[Date Prev][Date Next][Thread Prev][Thread Next][Date Index][Thread Index]

[HTCondor-users] Determine when all jobs in a cluster have finished?

Short: I'm trying to figure out when all jobs from a job cluster have
finished so that I can do some post-processing. I can think of lots of
ways for me to code this up, but it seems like there would be some
easy way in Condor to do this - does anyone know how?
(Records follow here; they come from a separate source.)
PR #1134, opened 2026-08-11
feat: pause portal deposits and withdrawals

decofe:
## Summary

- add a portal-wide emergency pause for new deposits, Zone withdrawal admission, and L1 withdrawal processing while proof-verified batch settlement continues
- allow the admin, active sequencers, and explicitly assigned `PauseGuardian` accounts to initiate a pause; only the admin can resume early
- make each pause expire automatically after 30 days and prevent extending an active pause
- add delayed, capability-scoped abdication for `PausePortal` and `AccessPolicy`
- keep the settlement monitor active during a pause while the withdrawal processor remains pause-aware
- make all dedicated role setters idempotent and prevent them from overwriting a different stored role
- use typed Rust storage accessors for `pauseExpiry` and `abdicationEffectiveAt`
- update tooling, ABI bindings, specs, tests, and the checked storage-layout artifact

## Stack

- based on [Zones #1157](https://github.com/tempoxyz/zones/pull/1157), which contains the sequencer-role refactor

Long: I have a single Java master task (that is also a Condor job,
though that's not relevant) that does a large DB query then splits the
results into chunks and submits each chunk to Condor as a job via one
ClassAd so they all have the same Cluster id. These jobs are all Java
worker jobs that call various tools to process the data. I have all of
the output for each worker cluster going to a single directory so it's
easy to keep them together and know what output is from which run. As
I said above, I can think of a bunch of ways I could code up a
solution but it seems like Condor might have a way to tell if a
Cluster of jobs has finished or not.  Does anyone know if Condor does
have a way to do this?

UPDATE: while typing this email up I found:
condor_q <cluster>
which might work. When I submit the one big worker job, I capture the
output from condor_submit and I can parse out the id from that "X
job(s) submitted to cluster Y".  Then, after I submit the job, I can
condor_q Y
periodically until it tells me no more jobs are in the q.
or I could call
condor_q Y |grep Y
until I get nothing back.

Does this sounds right/make sense? is there an easier way to do this?
My way seems kind of hacky though I think it should work.